How to complete this task
The line that contains "Also seems to" marks the end: retype the data below exactly from its first line through that line.

++++ Records provided

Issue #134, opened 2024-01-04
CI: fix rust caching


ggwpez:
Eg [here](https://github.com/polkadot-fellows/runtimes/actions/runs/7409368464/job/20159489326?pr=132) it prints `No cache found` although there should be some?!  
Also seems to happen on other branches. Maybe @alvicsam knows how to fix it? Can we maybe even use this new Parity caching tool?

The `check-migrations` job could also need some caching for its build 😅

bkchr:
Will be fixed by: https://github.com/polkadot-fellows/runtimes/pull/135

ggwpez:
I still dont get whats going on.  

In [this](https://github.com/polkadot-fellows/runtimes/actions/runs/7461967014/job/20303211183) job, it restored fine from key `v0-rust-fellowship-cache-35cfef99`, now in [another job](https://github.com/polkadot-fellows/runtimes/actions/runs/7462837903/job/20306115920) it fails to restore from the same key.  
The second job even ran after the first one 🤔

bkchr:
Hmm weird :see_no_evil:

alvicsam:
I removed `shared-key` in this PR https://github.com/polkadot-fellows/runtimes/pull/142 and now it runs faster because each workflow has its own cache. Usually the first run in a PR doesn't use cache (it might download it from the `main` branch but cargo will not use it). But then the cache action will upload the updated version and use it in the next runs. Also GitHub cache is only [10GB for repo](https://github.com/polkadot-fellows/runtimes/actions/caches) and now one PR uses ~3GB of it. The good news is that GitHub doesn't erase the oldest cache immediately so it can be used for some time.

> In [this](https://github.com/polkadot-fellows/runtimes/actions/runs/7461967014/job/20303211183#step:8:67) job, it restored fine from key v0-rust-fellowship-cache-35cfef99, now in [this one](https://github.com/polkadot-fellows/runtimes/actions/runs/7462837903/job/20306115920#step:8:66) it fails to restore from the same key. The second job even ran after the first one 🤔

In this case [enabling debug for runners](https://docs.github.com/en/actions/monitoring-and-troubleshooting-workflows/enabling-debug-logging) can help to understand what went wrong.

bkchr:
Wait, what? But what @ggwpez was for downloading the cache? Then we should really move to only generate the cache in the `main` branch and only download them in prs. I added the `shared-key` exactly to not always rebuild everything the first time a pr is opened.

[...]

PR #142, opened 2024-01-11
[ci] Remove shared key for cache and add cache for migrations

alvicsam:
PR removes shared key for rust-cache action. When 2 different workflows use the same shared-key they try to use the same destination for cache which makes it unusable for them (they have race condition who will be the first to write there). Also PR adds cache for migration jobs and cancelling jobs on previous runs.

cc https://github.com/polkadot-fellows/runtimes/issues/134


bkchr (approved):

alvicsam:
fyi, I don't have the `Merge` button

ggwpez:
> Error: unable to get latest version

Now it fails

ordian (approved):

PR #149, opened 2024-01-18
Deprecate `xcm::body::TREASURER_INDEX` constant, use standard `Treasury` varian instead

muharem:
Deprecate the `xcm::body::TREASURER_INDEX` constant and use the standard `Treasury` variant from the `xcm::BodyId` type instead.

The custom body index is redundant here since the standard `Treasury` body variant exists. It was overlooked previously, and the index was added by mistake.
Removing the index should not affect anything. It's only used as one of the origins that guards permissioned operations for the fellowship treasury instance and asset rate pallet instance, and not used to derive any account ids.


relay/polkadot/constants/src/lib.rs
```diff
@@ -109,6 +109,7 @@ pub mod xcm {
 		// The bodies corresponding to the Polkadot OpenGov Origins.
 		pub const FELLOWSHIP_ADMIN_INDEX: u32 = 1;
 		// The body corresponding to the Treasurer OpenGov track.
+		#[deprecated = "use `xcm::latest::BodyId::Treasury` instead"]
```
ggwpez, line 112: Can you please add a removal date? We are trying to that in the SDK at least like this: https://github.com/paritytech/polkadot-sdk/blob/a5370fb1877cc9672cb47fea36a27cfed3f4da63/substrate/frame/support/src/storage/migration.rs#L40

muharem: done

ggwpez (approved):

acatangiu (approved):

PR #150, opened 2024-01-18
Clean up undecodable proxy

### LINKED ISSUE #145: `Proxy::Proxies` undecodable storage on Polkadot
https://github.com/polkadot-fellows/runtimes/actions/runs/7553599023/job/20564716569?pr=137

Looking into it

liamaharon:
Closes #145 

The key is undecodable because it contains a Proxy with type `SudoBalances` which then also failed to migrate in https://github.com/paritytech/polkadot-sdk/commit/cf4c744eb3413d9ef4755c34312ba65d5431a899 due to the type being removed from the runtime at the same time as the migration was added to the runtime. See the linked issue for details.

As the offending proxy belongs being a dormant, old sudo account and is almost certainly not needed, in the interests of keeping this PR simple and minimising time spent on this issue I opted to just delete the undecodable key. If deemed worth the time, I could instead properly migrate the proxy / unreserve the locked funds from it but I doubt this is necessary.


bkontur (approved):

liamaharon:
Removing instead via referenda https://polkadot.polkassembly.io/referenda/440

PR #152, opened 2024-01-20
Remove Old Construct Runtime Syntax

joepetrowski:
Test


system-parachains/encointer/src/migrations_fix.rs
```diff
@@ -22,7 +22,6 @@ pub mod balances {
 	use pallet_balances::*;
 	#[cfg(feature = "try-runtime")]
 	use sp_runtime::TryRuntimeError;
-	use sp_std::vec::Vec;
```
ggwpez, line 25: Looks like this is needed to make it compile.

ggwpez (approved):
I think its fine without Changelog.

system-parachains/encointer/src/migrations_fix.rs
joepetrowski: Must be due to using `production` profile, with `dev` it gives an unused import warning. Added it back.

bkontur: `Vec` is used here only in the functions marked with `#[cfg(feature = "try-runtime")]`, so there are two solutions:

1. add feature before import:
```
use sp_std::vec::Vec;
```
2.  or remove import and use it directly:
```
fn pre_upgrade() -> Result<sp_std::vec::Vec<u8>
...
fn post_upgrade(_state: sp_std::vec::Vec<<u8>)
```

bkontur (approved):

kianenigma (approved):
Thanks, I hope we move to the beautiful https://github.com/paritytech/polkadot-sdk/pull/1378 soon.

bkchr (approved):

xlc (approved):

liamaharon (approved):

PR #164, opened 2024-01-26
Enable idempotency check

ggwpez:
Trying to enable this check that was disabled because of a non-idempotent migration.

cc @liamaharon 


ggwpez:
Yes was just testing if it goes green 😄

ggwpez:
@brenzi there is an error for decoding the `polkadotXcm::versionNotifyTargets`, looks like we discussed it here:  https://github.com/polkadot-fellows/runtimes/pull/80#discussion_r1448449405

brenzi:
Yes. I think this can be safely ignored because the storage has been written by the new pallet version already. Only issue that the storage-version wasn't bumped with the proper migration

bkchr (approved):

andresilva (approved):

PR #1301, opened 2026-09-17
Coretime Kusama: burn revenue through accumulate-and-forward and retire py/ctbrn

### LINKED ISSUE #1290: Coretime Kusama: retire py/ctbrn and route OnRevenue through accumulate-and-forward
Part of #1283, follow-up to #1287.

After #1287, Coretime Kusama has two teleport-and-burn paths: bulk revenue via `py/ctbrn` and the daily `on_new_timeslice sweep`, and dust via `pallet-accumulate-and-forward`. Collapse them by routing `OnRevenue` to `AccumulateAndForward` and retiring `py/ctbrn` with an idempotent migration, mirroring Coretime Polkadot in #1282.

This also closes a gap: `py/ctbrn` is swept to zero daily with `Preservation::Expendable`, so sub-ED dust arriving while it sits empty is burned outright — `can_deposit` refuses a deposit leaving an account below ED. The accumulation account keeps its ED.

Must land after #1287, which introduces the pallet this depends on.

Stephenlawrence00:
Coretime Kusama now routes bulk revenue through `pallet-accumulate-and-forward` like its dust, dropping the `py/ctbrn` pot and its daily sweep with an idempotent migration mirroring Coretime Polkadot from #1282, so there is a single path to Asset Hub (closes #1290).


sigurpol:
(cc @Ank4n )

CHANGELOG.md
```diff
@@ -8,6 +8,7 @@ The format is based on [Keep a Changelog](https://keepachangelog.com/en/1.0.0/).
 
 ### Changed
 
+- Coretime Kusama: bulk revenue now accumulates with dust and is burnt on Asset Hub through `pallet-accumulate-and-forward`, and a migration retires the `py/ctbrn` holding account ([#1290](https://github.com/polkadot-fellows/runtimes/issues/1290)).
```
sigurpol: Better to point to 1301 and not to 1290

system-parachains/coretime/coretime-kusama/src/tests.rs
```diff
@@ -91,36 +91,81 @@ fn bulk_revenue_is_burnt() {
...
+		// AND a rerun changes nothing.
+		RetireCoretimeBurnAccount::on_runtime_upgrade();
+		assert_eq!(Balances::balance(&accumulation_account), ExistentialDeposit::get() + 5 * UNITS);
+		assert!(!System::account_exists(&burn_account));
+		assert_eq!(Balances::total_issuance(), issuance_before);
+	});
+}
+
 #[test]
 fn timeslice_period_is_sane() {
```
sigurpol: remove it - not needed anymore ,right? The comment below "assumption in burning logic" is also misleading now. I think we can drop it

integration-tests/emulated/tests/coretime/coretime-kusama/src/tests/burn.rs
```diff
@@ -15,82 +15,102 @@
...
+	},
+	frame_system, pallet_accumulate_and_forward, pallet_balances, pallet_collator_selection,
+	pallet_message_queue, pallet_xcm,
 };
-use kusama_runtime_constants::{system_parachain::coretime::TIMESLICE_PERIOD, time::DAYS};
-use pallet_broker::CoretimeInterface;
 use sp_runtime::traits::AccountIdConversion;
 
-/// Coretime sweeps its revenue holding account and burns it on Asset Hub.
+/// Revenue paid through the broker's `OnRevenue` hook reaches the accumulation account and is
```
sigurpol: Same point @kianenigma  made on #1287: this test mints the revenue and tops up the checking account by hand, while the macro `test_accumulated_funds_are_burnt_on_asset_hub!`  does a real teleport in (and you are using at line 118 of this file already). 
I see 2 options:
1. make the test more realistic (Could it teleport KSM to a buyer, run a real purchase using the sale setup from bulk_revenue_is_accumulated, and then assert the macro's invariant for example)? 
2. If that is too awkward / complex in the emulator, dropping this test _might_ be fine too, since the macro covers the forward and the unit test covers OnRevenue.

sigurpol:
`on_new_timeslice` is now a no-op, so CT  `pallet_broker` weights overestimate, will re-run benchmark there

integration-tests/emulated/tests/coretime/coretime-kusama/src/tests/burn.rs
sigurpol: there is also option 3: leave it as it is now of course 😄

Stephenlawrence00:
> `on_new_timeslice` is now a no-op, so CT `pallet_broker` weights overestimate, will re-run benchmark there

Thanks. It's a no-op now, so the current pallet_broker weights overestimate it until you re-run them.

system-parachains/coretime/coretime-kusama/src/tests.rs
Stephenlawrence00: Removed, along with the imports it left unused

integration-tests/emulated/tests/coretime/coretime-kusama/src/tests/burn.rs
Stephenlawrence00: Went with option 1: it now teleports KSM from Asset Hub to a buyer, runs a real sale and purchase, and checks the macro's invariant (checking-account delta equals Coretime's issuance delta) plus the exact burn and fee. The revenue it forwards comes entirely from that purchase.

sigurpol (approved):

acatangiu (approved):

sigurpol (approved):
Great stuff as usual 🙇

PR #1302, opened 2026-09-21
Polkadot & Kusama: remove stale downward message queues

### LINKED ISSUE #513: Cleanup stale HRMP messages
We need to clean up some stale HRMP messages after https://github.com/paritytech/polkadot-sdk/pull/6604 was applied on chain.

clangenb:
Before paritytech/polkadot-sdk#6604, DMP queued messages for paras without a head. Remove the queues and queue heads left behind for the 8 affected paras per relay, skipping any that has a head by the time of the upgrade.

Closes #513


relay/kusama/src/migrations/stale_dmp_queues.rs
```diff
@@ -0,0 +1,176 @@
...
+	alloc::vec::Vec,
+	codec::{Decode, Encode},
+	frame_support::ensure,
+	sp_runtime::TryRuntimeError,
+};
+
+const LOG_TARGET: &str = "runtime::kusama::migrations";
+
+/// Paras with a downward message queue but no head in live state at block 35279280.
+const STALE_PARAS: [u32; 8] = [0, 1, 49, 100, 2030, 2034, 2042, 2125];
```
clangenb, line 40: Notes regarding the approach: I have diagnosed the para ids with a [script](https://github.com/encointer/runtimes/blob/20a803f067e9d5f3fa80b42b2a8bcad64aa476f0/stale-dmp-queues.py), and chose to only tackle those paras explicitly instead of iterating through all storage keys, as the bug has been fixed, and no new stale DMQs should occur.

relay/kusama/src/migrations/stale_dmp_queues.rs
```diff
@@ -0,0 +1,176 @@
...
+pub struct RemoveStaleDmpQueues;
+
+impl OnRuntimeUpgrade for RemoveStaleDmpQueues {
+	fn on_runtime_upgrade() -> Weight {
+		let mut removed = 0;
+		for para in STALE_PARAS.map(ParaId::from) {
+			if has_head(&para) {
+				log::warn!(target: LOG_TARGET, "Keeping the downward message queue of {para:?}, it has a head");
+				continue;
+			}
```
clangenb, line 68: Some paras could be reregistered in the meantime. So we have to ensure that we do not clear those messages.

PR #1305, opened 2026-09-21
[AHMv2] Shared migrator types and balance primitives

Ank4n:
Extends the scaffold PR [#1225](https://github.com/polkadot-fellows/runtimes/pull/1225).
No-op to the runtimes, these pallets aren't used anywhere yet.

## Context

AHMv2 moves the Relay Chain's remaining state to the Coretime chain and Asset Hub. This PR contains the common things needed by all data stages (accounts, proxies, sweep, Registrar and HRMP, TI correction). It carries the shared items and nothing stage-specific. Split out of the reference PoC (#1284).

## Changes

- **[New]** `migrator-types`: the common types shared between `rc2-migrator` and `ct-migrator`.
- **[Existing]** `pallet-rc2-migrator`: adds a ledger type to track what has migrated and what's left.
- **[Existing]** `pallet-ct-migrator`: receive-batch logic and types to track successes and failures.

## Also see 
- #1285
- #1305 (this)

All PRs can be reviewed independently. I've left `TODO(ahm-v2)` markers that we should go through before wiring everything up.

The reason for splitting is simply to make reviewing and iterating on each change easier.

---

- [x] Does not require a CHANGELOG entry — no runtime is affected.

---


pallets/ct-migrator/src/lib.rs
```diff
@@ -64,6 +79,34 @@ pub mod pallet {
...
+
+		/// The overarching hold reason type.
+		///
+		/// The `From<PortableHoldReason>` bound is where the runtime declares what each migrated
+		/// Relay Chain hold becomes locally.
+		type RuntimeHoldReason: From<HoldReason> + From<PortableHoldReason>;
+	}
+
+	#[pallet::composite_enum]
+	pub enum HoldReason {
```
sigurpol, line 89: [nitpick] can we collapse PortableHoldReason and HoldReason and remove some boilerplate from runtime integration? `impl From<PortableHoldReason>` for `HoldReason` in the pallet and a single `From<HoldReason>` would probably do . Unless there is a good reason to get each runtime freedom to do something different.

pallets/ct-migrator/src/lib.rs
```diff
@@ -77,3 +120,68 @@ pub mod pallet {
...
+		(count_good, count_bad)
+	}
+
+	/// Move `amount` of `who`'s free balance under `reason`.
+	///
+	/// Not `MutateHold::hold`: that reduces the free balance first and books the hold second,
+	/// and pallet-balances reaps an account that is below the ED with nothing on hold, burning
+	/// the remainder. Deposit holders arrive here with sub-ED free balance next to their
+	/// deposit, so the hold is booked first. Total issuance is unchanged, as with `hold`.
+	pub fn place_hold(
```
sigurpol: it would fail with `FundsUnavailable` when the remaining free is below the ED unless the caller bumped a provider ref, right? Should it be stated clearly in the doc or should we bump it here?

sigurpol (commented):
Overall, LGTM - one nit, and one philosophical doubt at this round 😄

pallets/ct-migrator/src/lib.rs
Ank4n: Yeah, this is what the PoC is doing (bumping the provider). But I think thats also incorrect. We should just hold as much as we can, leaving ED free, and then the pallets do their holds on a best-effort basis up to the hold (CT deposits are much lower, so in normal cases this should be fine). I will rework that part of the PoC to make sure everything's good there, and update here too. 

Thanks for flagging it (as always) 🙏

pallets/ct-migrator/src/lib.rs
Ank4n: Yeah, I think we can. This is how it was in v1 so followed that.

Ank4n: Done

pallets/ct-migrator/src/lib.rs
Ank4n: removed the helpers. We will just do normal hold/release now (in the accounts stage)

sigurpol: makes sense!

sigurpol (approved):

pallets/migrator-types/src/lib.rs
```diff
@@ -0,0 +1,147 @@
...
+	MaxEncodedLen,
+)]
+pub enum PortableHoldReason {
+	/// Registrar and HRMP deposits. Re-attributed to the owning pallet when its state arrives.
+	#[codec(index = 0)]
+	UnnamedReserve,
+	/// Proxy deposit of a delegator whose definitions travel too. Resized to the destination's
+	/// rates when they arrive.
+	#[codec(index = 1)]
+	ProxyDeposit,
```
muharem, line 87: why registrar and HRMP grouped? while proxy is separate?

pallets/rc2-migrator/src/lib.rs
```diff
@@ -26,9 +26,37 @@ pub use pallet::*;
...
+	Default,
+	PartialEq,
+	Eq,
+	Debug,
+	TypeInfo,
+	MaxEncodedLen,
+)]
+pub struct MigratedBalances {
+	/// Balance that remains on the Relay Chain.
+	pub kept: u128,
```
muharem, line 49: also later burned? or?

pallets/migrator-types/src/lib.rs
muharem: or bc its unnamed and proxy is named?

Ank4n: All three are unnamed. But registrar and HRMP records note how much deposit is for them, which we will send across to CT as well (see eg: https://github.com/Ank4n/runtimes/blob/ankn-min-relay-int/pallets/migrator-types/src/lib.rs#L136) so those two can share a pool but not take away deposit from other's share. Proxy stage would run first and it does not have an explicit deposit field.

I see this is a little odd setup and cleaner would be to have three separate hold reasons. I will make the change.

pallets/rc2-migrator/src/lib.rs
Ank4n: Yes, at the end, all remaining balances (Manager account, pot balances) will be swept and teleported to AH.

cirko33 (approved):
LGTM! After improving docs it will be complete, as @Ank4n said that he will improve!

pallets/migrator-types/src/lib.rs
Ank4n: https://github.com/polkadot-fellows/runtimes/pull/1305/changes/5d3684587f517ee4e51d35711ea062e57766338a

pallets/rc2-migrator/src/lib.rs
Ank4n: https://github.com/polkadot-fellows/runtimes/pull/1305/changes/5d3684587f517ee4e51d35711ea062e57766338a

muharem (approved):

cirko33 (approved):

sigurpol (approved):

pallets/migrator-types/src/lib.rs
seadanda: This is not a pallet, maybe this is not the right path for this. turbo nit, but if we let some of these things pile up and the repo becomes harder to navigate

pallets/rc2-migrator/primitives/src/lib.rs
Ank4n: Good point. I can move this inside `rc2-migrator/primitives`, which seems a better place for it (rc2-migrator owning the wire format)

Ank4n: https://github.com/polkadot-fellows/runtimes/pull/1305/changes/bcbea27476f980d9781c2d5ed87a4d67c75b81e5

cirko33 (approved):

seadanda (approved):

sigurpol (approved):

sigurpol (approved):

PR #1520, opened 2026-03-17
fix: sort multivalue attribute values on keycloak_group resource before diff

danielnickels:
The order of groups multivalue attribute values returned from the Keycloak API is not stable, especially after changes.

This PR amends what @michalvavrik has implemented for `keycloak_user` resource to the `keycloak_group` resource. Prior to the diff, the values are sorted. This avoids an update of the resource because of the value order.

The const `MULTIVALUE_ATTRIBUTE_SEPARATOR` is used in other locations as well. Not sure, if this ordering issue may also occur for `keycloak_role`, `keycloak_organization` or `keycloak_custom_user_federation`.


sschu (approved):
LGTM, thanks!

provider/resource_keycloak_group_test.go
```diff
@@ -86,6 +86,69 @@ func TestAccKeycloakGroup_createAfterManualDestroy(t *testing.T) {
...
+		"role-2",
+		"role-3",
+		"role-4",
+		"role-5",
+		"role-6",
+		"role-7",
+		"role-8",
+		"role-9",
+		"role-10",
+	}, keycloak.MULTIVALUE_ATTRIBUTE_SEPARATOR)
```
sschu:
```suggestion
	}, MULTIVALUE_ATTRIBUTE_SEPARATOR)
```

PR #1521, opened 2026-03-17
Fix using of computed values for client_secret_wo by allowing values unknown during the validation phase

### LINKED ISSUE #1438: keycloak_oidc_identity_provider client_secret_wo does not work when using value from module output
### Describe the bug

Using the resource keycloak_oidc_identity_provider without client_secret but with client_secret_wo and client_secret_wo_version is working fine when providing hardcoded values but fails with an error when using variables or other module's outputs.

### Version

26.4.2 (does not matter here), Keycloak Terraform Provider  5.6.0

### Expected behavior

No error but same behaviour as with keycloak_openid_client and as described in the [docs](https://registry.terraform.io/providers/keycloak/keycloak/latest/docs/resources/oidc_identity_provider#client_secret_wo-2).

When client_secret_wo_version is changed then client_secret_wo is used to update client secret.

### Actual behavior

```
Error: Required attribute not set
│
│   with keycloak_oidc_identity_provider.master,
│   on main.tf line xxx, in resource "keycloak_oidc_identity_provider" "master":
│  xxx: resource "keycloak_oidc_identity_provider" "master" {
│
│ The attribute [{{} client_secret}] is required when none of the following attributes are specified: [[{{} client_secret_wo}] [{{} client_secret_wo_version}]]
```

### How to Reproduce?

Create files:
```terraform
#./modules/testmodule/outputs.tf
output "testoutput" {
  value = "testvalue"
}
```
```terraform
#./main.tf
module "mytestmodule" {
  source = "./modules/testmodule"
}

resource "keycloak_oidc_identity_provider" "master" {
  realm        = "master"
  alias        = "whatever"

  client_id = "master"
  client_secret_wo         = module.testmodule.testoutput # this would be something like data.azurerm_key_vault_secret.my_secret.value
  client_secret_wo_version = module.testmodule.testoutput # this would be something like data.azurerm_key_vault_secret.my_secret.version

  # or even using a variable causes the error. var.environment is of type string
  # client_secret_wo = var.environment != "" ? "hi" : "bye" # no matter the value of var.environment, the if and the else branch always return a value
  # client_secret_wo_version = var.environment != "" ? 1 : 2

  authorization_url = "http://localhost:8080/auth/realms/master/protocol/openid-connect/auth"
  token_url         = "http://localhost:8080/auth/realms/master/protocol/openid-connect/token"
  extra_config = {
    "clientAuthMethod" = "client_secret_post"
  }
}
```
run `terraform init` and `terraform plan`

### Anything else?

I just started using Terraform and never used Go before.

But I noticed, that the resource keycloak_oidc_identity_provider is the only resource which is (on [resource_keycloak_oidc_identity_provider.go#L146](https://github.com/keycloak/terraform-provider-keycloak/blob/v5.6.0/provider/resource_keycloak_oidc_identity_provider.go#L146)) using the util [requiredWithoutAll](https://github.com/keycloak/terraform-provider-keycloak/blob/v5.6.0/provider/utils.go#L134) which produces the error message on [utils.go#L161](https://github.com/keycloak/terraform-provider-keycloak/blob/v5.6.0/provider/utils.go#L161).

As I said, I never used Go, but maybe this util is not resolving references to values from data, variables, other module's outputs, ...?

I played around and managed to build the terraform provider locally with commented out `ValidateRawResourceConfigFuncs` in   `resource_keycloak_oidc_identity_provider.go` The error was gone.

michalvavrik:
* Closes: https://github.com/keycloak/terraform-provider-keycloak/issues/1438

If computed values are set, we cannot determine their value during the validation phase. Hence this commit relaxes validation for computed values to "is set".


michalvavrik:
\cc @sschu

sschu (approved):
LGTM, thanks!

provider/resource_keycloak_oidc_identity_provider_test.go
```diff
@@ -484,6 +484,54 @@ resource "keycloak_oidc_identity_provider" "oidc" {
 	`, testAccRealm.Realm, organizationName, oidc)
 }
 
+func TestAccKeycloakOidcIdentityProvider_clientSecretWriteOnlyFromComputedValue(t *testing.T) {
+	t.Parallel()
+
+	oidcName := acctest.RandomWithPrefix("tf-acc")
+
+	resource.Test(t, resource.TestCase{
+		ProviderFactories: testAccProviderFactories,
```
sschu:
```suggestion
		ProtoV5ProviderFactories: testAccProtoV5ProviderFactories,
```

++++++++

Solution
Issue #134, opened 2024-01-04
CI: fix rust caching


ggwpez:
Eg [here](https://github.com/polkadot-fellows/runtimes/actions/runs/7409368464/job/20159489326?pr=132) it prints `No cache found` although there should be some?!  
Also seems to happen on other branches. Maybe @alvicsam knows how to fix it? Can we maybe even use this new Parity caching tool?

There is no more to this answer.